Abstract
Practical, theoretically sound strategies are needed to design recovery strategies that account for heterogeneous users in massively damaged, interdependent infrastructures. This dissertation provides a framework for developing a controller to repair a geographically large interdependent system with many stakeholders that is not suited to straightforward mathematical characterization. The framework employs a satisfactory control approach based on proportional-integral-derivative, or PID, principles, applied to a discrete-time, time-varying system. The proposed framework also combines network science and Systems-Theoretic Process Analysis to design a recovery strategy for interdependent infrastructure.
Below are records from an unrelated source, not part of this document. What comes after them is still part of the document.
PR #124, opened 2016-12-09
Allow passing the password via env variable

dskarbek:
Allows for the password in the config to actually be the name of the environment variable that contains the password.  This is indicated by prefixing the value with "env:".  We also add the option to prefix with "literal:" which indicates that it is a raw password.  That way, you can still give "env:SHELL" as a password, if that's what you really want to use, you would just have to list it as "literal:env:SHELL" in the config.

### DIFF
--- a/src/connection_manager.c
+++ b/src/connection_manager.c
@@ -176,6 +176,46 @@ static void set_config_host(qd_server_config_t *config, qd_entity_t* entity)
     assert(config->host);
 }
 
+static char* qd_config_ssl_profile_get_password(qd_config_ssl_profile_t* ssl_profile)
+{
+    char *pw = ssl_profile->ssl_password;
+    if (!pw) return pw;
+
+    /* if the "password" starts with "env:" or "env: " then the remaining
+     * text is the environment variable that contains the password
+     */
+    if (strncmp(pw, "env:", 4) == 0) {
+        char *env = pw + 4;
+        /* skip the space if it is there */
+        if (*env == ' ') ++env;
+
+        const char* passwd = getenv(env);
+        if (passwd) {
+            free(ssl_profile->ssl_password);
+            pw = ssl_profile->ssl_password = strdup(passwd);
+        } else {
+            qd_error(QD_ERROR_NOT_FOUND, "Failed to find a password in the environment variable '%s'", env);
+        }
+        return pw;
+    }
+
+    /* if the "password" starts with "literal:" or "literal: " then
+     * the remaining text is the password and the heading should be
+     * stripped off
+     */
+    if (strncmp(pw, "literal:", 8) == 0) {
+        /* skip the "literal:" header */
+        pw += 8;
+        /* skip the space if it is there */
+        if (*pw == ' ') ++pw;
+        /* return a pointer into the middle of the string where the literal password starts */
+        return pw;
+    }
+
+    /* default case: return the value we found in the config as-is */
+    return pw;
+}
+
 static qd_error_t load_server_config(qd_dispatch_t *qd, qd_server_config_t *config, qd_entity_t* entity, qd_config_ssl_profile_t **ssl_profile)
 {
     qd_error_clear();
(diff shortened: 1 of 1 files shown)


src/connection_manager.c
```diff
@@ -176,6 +176,46 @@ static void set_config_host(qd_server_config_t *config, qd_entity_t* entity)
...
+        char *env = pw + 4;
+        /* skip the space if it is there */
+        if (*env == ' ') ++env;
+
+        const char* passwd = getenv(env);
+        if (passwd) {
+            free(ssl_profile->ssl_password);
+            pw = ssl_profile->ssl_password = strdup(passwd);
+        } else {
+            qd_error(QD_ERROR_NOT_FOUND, "Failed to find a password in the environment variable '%s'", env);
```
dskarbek: or, would you rather just return the password string as is and not register an error in-case it is an actual password?  If it is referring to an env var that missed getting set there's next to zero chance it will work, so better to catch the error sooner at the source so we can log it appropriately, but this does mean that someone using "env:foobar" as a password will suddenly stop working.

src/connection_manager.c
```diff
@@ -176,6 +176,46 @@ static void set_config_host(qd_server_config_t *config, qd_entity_t* entity)
...
+     * the remaining text is the password and the heading should be
+     * stripped off
+     */
+    if (strncmp(pw, "literal:", 8) == 0) {
+        /* skip the "literal:" header */
+        pw += 8;
+        /* skip the space if it is there */
+        if (*pw == ' ') ++pw;
+        /* return a pointer into the middle of the string where the literal password starts */
+        return pw;
```
dskarbek: Not a problem unless I'm wrong about the memory management of this pointer.

src/connection_manager.c
```diff
@@ -176,6 +176,46 @@ static void set_config_host(qd_server_config_t *config, qd_entity_t* entity)
...
+     */
+    if (strncmp(pw, "env:", 4) == 0) {
+        char *env = pw + 4;
+        /* skip the space if it is there */
+        if (*env == ' ') ++env;
+
+        const char* passwd = getenv(env);
+        if (passwd) {
+            free(ssl_profile->ssl_password);
+            pw = ssl_profile->ssl_password = strdup(passwd);
```
ted-ross: I think your memory management is correct.  This code actually replaces the "env:VAR" text with (a copy of) the contents of the environment variable on the first reference to the ssl_profile.  Subsequent references will then see the contents and won't re-query the environment.
There is one subtle issue with this.  If the password from the environment begins with "env:", the second reference to the ssl_profile will interpret the password as another environment reference.  To prevent this, the copy of the password taken from the environment should be prefixed with "literal:".  Alternatively, you could leave the ssl_profile unmodified and simply return the password from the environment.

src/connection_manager.c
ted-ross: This should definitely be logged.  It might be prudent to not include the password text in the log though.

src/connection_manager.c
dskarbek: Yes, this is replacing the value, and true, could cause problems if the literal value started with "env:".  Actually, the fix you mention would not be so great.  On the first time through the "literal" may or may not be handled depending on a subtle change in the code, and on the 3rd time, might have trouble or not.  I think that the "env:" and "literal:" keywords are supposed to be in-effect on the config file value, and should not apply to the env-var value.  That keeps it cleaner and simpler.  So, that would mean that I shouldn't re-write the ssl_profile value.  What do you think of just assigning the result of getenv() directly?  Can we change the ssl_password member to be a const char*?  Otherwise, I'd have to cast away const.

src/connection_manager.c
dskarbek: Oh, you mean for the case where that isn't an env variable, but actually is part of a password?  Hmm, that's true.  though, it seems like it would help you understand what is happening faster if we log it.  Is the log file less secure than the config file?  Cuz, in that case, they already have the password in the config file.

ted-ross:
Dan,

I committed a modified version of this patch yesterday.  Instead of 
processing the password at connector/listener setup time, it does it at 
ssl_profile setup time.  This ensures that the password is interpreted 
only once, eliminating the possible issues of re-processing.

-Ted

dskarbek:
Ok, that makes sense.  Thanks.

PR #125, opened 2016-12-12
DISPATCH-557 - Moved management of connections from python agent to r…

ganeshmurthy:
…outer core

### DIFF
--- a/include/qpid/dispatch/router_core.h
+++ b/include/qpid/dispatch/router_core.h
@@ -23,6 +23,7 @@
 #include <qpid/dispatch/bitmask.h>
 #include <qpid/dispatch/compose.h>
 #include <qpid/dispatch/parse.h>
+typedef struct qdr_core_t         qdr_core_t;
 #include <qpid/dispatch/router.h>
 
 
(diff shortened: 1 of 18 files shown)


include/qpid/dispatch/router_core.h
```diff
@@ -23,6 +23,7 @@
 #include <qpid/dispatch/bitmask.h>
 #include <qpid/dispatch/compose.h>
 #include <qpid/dispatch/parse.h>
+typedef struct qdr_core_t         qdr_core_t;
```
ted-ross: Please move this back down with the other typedefs.  You can add this line into router.h to solve the compilation issue.

src/router_core/agent_connection.c
```diff
@@ -0,0 +1,344 @@
...
+
+    case QDR_CONNECTION_CONTAINER_ID:
+        if (conn->connection_info->container)
+            qd_compose_insert_string(body, conn->connection_info->container);
+        else
+            qd_compose_insert_null(body);
+        break;
+
+    case QDR_CONNECTION_SASL_MECHANISMS:
+        qd_compose_insert_string(body, conn->connection_info->sasl_mechanisms);
```
ted-ross: sasl_mechanisms is 0 if not specified.  That causes a crash here (easily reproducible by starting the web console).  If it's not present, this should insert a NULL into the body.

src/router_core/connections.c
```diff
@@ -107,6 +130,61 @@ void qdr_connection_set_context(qdr_connection_t *conn, void *context)
         conn->user_context = context;
 }
 
+qdr_connection_info_t *qdr_connection_info(bool             is_encrypted,
+                                           bool             is_authenticated,
+                                           bool             opened,
+                                           char            *sasl_mechanisms,
+                                           const char      *dir,
```
ted-ross: There is an enumerated type for direction.  You should use this rather than passing strings around.

src/router_core/router_core_private.h
```diff
@@ -439,10 +439,28 @@ typedef struct qdr_connection_work_t {
...
+    const  char                *container;
+    char                       *sasl_mechanisms;
+    char                       *host;
+    bool                        is_encrypted;
+    char                       *ssl_proto;
+    char                       *ssl_cipher;
+    char                       *user;
+    bool                        is_authenticated;
+    bool                        opened;
+    const char                 *dir;
```
ted-ross: I think dir and role should use the enumerated types rather than arbitrary strings.

PR #127, opened 2016-12-15
DISPATCH-596 - Preserve the error from the rejected state in relayed …

ganeshmurthy:
…disposition


src/router_node.c
```diff
@@ -947,6 +964,9 @@ static void CORE_delivery_update(void *context, qdr_delivery_t *dlv, uint64_t di
         pn_delivery_settle(pnd);
         qdr_delivery_decref(dlv);
     }
+
+    if (error)
```
ted-ross: When you free the error record here, the pointer (now invalid) remains in the delivery record.  It could be referenced and possibly re-freed in the future.  I think the error record should be freed when the delivery record is freed.

PR #134, opened 2016-12-21
DISPATCH-209 : dynamic request response test

mgoulish:
phew.

### DIFF
--- a/tests/system_tests_three_routers.py
+++ b/tests/system_tests_three_routers.py
@@ -230,7 +230,7 @@ class DynamicRequestResponseTest(MessagingHandler):
         super(DynamicRequestResponseTest, self).__init__(prefetch=0)
         self.address1   = address1
         self.address2   = address2
-        self.dest       = "closest.whatever"
+        self.dest       = "closest.dynamicRequestResponse"
         self.error      = None
         self.sender     = None
         self.server_receiver = None
--- a/tests/system_tests_three_routers.py
+++ b/tests/system_tests_three_routers.py
@@ -242,31 +242,27 @@ class DynamicRequestResponseTest(MessagingHandler):
  
     def timeout(self):
         self.error = "Timeout Expired %d messages received." % self.n_received
-        self.conn1.close()
-        self.conn2.close()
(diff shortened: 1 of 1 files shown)


tests/system_tests_three_routers.py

The combination of network science and Systems-Theoretic Process Analysis are complementary, and novel: Systems-Theoretic Process Analysis frames losses in terms of a system, system components, and component interactions [1]. Network science facilitates the depiction of the system, system components, and component interactions using feature-rich edge lists. Additionally, notion of a controlled process in the Systems-Theoretic Process Analysis fits well with the “resilience curve” ([2]) framing of recovery problems. Accordingly, this dissertation exploits the control and feedback framing to shape transient state characteristics to limit impacts to residents and to respond to new information, constraints, and disturbances.
This proposed framework was applied to a case study in a real interdependent infrastructure system. Goals were set based on real-world policy considerations, and then formalized into formal control rules using Systems-Theoretic Process Analysis. The PID-based controller that was designed using this methodology produced results that are superior to recovery strategies built without feedback. Graphical techniques to visualize controller outputs and refine them were also provided and demonstrated. This latter set of tools acknowledges the need for stakeholder input, particularly in public sector systems. Finally, an adaptation of the Resilience Matrix approach is provided as a monitoring tool during implementation of the recovery framework. The Resilience Matrix can be used to assemble evidence that recovery is or is not meeting decision-maker goals.
The result is a practical and theoretically sound decision support methodology that accounts for key locations, proximities, alternatives, interactions, and sources that constrain system users (the problem structure), as well as individual features and “system properties downscaled” to the component level. This framework is designed to be interoperable with common data formats and asset management systems, and can be integrated into a live work-planning application. This work contributes to efforts to support human population resilience by treating peoples’ resilience as a function of infrastructure system resilience.